Впрочем, для тех, кто твердо решил ужасать и ужасаться, и это не препятствие. Клонирование! Грядущий тоталитаризм (беззаветные либералы до сих пор все пускают под откос поезда единственного своего давно разгромленного врага), не совершив ни единого отклонения от технологии, наштампует тождественных близняшек с абсолютно тождественными мозгами. Только вот в чем загвоздка: чтобы мозг одного близнеца развивался вполне тождественно мозгу другого, нужно, чтобы они в один и тот же срок переболели одинаковым гриппом, чтобы в один и тот же миг одинаково шлепнулись с одинаковых кресел, чтобы их одинаковым образом за одну и ту же провинность в один и тот же момент времени высек один и тот же педагог…
Не слишком преувеличивая, можно сказать: для того чтобы контролировать человеческую мысль — человеческий мозг, пришлось бы контролировать всю вселенную.
«Многие меня поносят и теперь, пожалуй, спросят: глупо так зачем шучу? Что за дело им? Хочу».
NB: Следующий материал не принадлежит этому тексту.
PR #864, opened 2019-05-21
Add Azure to managed deployments

jonels-msft:
I updated several pages that talked about Cloud to have them also mention Hyperscale.

One area I didn't change are the "portal" pages like https://docs.citusdata.com/en/v8.2/portals/citus_cloud.html

That would be take a little more work, but I can do it if desired.


craigkerstiens:
@jonels-msft typo on getting_started. Otherwise looks good to :shipit:  and then we should come back and try to make a pass on the portal pages as well.

PR #413, opened 2017-07-19
Document how to use external log destinations

begriffs:
Fixes #345

PR #881, opened 2019-10-08
Do not advise TLS off for any logging service

fdr:
Do not advise TLS off for any logging service

This encourages people to send their query texts and the like as
plaintext over the Internet!  A quizzical customer pointed this out,
for a service where the only thing necessary to do was to change the
port and check the box, Logentries.

I since have doubled-back and verified:

* LogDNA
* Logentries / Rapid7 insightOps (acquired name)
* Loggly
* Papertrail

Two of the other providers require their certificate be installed;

Зачем я все это написал? В кругу настоящих, по Шварцу, людей, которые элегантны, лишены предрассудков, понимают решительно все и постоянно улыбаются на всякий случай, — в этом кругу и пишут, и читают исключительно для прикола. Боюсь, я не заслужил права на звание настоящего человека, но все же и я попытался откликнуться на призыв элитарно-массовой культуры, которая к архаическим своим требованиям «накорми, напои, насмеши и напугай» присоединила еще одно: «Подбрось немножко пищи для ума». Но только чтобы не переесть. Чтоб было не сложнее и не ответственнее головоломки, шахматной задачи или кроссворда. Или пригоршни аргументов и фактов, не уложенных, однако, упаси Бог, в какую-нибудь систему.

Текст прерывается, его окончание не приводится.